_What is required_
The expected answer holds every line from the first line of the data below through the line containing "### LINKED ISSUE", exactly as written, and no other line.

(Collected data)
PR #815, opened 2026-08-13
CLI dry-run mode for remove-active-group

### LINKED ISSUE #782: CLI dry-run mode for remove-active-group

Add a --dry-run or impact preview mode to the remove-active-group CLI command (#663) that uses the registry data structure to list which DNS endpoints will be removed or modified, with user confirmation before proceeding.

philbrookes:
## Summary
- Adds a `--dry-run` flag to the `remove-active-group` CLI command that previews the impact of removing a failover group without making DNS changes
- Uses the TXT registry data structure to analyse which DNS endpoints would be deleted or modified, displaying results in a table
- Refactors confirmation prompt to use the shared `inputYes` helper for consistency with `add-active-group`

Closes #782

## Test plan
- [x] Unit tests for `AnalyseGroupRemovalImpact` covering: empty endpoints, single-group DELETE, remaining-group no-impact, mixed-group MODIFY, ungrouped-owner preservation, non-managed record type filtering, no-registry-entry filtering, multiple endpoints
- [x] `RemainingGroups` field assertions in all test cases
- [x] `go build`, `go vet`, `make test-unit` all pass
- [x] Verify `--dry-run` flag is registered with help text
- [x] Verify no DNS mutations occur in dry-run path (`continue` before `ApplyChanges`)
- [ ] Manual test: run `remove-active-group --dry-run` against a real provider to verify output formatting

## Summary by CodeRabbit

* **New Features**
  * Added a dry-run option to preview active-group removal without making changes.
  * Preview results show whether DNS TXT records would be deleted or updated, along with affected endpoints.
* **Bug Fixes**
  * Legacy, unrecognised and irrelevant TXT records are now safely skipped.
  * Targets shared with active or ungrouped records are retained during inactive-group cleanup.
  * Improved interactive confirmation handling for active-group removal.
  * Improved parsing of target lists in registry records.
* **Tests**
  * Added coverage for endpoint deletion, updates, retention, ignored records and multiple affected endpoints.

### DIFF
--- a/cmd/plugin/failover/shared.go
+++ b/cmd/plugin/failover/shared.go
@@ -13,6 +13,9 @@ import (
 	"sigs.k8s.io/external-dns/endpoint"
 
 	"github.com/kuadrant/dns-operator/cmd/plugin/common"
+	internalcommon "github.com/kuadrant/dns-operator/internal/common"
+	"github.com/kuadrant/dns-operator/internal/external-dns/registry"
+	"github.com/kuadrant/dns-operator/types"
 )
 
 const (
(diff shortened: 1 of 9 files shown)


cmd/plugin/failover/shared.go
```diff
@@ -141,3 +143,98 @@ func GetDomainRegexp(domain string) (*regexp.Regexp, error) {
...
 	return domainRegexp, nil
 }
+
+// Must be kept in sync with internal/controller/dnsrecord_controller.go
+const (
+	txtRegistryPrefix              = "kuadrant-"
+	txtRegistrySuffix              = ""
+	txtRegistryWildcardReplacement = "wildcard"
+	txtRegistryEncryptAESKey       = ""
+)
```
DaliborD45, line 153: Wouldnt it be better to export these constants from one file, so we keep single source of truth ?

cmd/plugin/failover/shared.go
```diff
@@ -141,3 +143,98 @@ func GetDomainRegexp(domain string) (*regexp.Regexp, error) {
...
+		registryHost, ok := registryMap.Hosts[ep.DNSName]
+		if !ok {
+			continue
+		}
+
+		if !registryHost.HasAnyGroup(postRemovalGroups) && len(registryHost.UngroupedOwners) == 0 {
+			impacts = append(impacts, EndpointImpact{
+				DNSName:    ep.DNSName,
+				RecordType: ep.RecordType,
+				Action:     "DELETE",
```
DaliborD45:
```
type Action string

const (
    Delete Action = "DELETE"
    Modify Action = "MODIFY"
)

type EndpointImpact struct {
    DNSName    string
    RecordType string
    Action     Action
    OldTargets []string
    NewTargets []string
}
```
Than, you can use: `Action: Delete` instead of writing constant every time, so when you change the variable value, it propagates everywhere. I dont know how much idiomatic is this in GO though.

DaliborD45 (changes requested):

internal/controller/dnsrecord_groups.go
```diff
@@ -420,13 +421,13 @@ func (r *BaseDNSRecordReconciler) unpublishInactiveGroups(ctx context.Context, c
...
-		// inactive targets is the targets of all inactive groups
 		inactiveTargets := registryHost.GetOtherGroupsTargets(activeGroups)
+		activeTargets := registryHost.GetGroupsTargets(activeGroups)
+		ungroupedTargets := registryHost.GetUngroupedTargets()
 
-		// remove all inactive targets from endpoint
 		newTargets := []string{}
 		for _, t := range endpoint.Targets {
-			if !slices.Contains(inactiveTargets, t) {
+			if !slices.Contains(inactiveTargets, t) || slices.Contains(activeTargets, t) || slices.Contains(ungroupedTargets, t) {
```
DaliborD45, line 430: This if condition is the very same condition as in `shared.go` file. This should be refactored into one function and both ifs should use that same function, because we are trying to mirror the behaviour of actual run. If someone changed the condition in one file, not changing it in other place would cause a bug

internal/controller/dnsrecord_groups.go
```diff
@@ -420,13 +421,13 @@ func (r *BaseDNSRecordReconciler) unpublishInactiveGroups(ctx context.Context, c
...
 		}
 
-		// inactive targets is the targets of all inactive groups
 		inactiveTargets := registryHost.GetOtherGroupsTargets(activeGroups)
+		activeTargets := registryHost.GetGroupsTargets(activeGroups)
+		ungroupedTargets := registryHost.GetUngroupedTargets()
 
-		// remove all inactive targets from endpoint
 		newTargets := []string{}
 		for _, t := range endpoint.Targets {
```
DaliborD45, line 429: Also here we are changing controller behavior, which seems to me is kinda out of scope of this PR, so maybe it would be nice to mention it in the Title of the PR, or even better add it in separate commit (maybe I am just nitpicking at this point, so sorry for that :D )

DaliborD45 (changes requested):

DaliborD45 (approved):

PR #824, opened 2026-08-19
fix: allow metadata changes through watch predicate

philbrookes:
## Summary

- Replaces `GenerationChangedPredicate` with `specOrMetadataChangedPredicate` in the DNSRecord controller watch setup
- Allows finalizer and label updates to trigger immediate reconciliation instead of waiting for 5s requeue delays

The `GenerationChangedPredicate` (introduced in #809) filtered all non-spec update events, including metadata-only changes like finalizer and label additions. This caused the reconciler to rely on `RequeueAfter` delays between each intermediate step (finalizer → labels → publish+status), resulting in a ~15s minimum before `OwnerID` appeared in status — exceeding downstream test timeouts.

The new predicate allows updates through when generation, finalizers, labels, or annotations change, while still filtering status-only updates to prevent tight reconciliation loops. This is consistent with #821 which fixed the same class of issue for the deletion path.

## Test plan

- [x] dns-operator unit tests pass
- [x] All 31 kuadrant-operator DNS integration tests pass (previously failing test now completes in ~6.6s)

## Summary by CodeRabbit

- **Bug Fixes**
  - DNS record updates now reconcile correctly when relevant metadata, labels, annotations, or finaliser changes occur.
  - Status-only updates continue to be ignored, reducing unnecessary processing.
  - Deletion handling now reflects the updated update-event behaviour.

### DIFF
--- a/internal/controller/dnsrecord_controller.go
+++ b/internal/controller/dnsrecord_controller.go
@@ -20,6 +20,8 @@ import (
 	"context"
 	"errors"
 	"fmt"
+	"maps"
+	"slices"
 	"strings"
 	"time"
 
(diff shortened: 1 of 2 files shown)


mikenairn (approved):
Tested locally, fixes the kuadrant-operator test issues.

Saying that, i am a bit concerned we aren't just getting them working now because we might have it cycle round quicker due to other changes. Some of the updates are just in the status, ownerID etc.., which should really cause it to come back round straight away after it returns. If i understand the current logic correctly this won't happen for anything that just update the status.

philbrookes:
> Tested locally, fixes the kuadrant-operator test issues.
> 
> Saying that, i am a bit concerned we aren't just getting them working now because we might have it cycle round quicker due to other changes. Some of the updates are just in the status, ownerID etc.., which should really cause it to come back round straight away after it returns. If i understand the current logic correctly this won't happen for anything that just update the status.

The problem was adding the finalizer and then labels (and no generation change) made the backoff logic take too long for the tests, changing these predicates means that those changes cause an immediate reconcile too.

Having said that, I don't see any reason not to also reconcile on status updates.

_Answer for the task_
PR #815, opened 2026-08-13
CLI dry-run mode for remove-active-group

### LINKED ISSUE #782: CLI dry-run mode for remove-active-group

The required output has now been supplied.